Molti altri indizi di natura letteraria e epigrafica mostrano invece come dalla prima guerra punica, e soprattutto dopo la guerra annibalica, in Sannio si verificarono situazioni di accumulo di notevoli ricchezze da parte di esponenti delle gentes locali: è il caso dei Decitii, degli Staii, degli Egnatii, membri di aristocrazie arricchitesi per lo sviluppo delle attività produttive tradizionali collegate al bestiame e alla vendita di prodotti dell'allevamento e dell'agricoltura. Il formarsi di elites sannitiche legate da rapporti clientelari a importanti famiglie romane, attive nei commerci regionali, ma anche presenti nella rete dei traffici internazionali, lo sviluppo del latifondo e del lavoro servile, l'acuirsi di una situazione sempre più precaria delle fasce economicamente più depresse generarono la crisi sfociata poi all'inizio del secolo successivo nella guerra sociale.
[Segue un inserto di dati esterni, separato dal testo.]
PR #237, opened 2019-07-11
add method:translate relative path of browse name to node id

### LINKED ISSUE #236: How to access a node by StringNodeId ?
Is there any way to access a node by path of DisplayName?

for example:

ua.NewStringNodeId(2,"demo_led.temperature")

image

sdghchj:
Closes #236

### DIFF
--- a/examples/translate/translate.go
+++ b/examples/translate/translate.go
@@ -19,6 +19,8 @@ import (
 func main() {
 	endpoint := flag.String("endpoint", "opc.tcp://localhost:4840", "OPC UA Endpoint URL")
 	flag.BoolVar(&debug.Enable, "debug", false, "enable debug logging")
+	ns := flag.Int("namespace", 0, "namespace of node")
+	nodePath := flag.String("path", "", "path of a node's browse name")
 	flag.Parse()
 	log.SetFlags(0)
 
@@ -31,7 +33,7 @@ func main() {
 	defer c.Close()
 
 	root := c.Node(ua.NewTwoByteNodeID(id.ObjectsFolder))
-	nodeId, err := root.TranslateBrowsePathInSameNamespaceToNodeId(2, "demo_led.temperature")
+	nodeId, err := root.TranslateBrowsePathInSameNamespaceToNodeId(uint8(*ns), *nodePath)
 	if err != nil {
 		log.Fatal(err)
 		return
--- a/examples/translate/translate.go
+++ b/examples/translate/translate.go
@@ -18,11 +18,10 @@ import (
 
 func main() {
 	endpoint := flag.String("endpoint", "opc.tcp://localhost:4840", "OPC UA Endpoint URL")
-	flag.BoolVar(&debug.Enable, "debug", false, "enable debug logging")
 	ns := flag.Int("namespace", 0, "namespace of node")
+	nodePath := flag.String("path", "device_led.temperature", "path of a node's browse name")
+	flag.BoolVar(&debug.Enable, "debug", false, "enable debug logging")
 
-	// example: "device_led.temperature"
-	nodePath := flag.String("path", "", "path of a node's browse name")
 	flag.Parse()
 	log.SetFlags(0)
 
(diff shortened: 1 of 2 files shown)


examples/translate/translate.go
```diff
@@ -0,0 +1,40 @@
...
+	ctx := context.Background()
+
+	c := opcua.NewClient(*endpoint)
+	if err := c.Connect(ctx); err != nil {
+		log.Fatal(err)
+	}
+	defer c.Close()
+
+	root := c.Node(ua.NewTwoByteNodeID(id.ObjectsFolder))
+	nodeId, err := root.TranslateBrowsePathInSameNamespaceToNodeId(2, "demo_led.temperature")
```
alexbrdn: I'd say, for the example to be portable, the arguments of `TranslateBrowsePathInSameNamespaceToNodeId()` should be provided as command line flags, just like the endpoint. Maybe add a comment with your values as an example.

node.go
```diff
@@ -141,3 +143,49 @@ func (n *Node) References(refs *ua.NodeID) (*ua.BrowseResponse, error) {
...
+					if len(resp.Results[0].Targets) > 0 {
+						nodeId = resp.Results[0].Targets[0].TargetID.NodeID
+						return nil
+					}
+				} else {
+					return errors.New(resp.Results[0].StatusCode.Error())
+				}
+			}
+		}
+		return errors.New("unknown error")
```
alexbrdn: I recall having [this discussion](https://github.com/gopcua/opcua/pull/188#discussion_r282367121) about error codes.
> If we don't use status codes then the error message becomes part of the public API and users will have to check for that. Lets stick to status codes unless there is a good reason not to.

Maybe you should stick to status codes  here as well.
The same applies to line 173.

sdghchj:
@alexbrdn check again

alexbrdn:
Code looks OK to me.
Test OK.

alexbrdn:
I think it's worth mentioning that this closes #236

examples/translate/translate.go
```diff
@@ -0,0 +1,44 @@
...
+	"log"
+
+	"github.com/gopcua/opcua"
+	"github.com/gopcua/opcua/debug"
+	"github.com/gopcua/opcua/id"
+	"github.com/gopcua/opcua/ua"
+)
+
+func main() {
+	endpoint := flag.String("endpoint", "opc.tcp://localhost:4840", "OPC UA Endpoint URL")
```
magiconair, line 20: Can you order the flags like in the other examples, please?

```go
endpoint := ...
ns := ...
nodePath := ...
flag.BoolVar(...)
```

Also please add the example `device_led.temperature` to the flag description or remove it.

examples/translate/translate.go
```diff
@@ -0,0 +1,44 @@
...
+	if err := c.Connect(ctx); err != nil {
+		log.Fatal(err)
+	}
+	defer c.Close()
+
+	root := c.Node(ua.NewTwoByteNodeID(id.ObjectsFolder))
+	nodeId, err := root.TranslateBrowsePathInSameNamespaceToNodeId(uint8(*ns), *nodePath)
+	if err != nil {
+		log.Fatal(err)
+		return
```
magiconair: no need to `return` after `log.Fatal`

node.go
```diff
@@ -141,3 +142,49 @@ func (n *Node) References(refs *ua.NodeID) (*ua.BrowseResponse, error) {
...
+					return resp.Results[0].StatusCode
+				}
+			}
+		}
+		return ua.StatusBadUnexpectedError
+	})
+	return
+}
+
+//translate a browseName relative path to NodeID
```
magiconair: Is `browseNamePath` something that is used in OPC/UA or is this just the value of the `BrowseName` field? If yes, then just call it `browseName`. 

* NodeId -> NodeID
* don't name return values in the func declaration, e.g. `func (n *Node) Translate(...) (*ua.NodeID, error) { ... }`
* Also, try to keep the variable names short if the function is short, e.g.

```go
func ... {
    var names []*ua.QualifiedName
    segments := strings.Split(browseName, ".")
    for _, s := range segments {
        qn := &ua.QualifiedName{NamespaceIndex: uint16(ns), Name: s}
        names = append(names, qn)
    }
    return ...
}
```

magiconair (commented):
Some Go style comments. Once fixed we can merge it.

magiconair:
This is good enough and thanks for the fast response. I may make some minor tweaks after it is merged.

Thank you for your contribution!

Il conflitto, al quale parteciparono i Sanniti accanto agli altri popoli italici, scoppiò per la richiesta di ottenere la cittadinanza romana, che significava condividere i vantaggi dell'alleanza con Roma e non solo sostenerne il peso. In questa occasione gli Italici insorti coniarono una gran quantitativo di moneta in argento, non - come pure è stato suggerito - per affermare le loro capacità commerciali in contrapposizione a quelle romane, ma per finanziare le enormi spese di guerra. Le monete del "Bellum Sociale" sono denari in argento, cioè il nominale tipico di Roma comunemente utilizzato in gran parte della penisola, ma presentano la legenda "ITALIA" in latino o "VITELIV" in osco e riproducono, ad eccezione di una prima serie che è del tutto simile ai denari di Roma, immagini fortemente propagandistiche, esaltanti l'accordo raggiunto tra i vari popoli o la virtus degli Italici: esempio eloquente dei due temi sono la raffigurazione della scena del giuramento che consolida l'alleanza tra i rappresentanti degli otto popoli insorti ed il toro sannita che sconfigge la lupa romana. Tra i denari della guerra sociale una serie emessa da C. Papio Mutilo - il valoroso generale sannita, unico tra i confederati ad assumere il titolo di imperatore ("embradur" in osco) dopo le vittorie del 90 a.C. - presenta al posto del nome ITALIA comprensivo di tutte le genti, il nome Safinim (= Sannio). Questa serie, datata agli anni 89-88 a.C. quando lo sforzo economico e militare gravò soprattutto sul Sannio, raffigura un guerriero (per La Regina da identificare con Comio Castronio, il condottiero fondatore tra il V e IV secolo a.C. del touto Safinim ) che schiaccia sotto il piede forse le spoglie della lupa romana, accanto a lui riposa il toro sannita. La moneta rappresenta l'ultima orgogliosa affermazione da parte dei Sanniti della loro autonomia politica da Roma.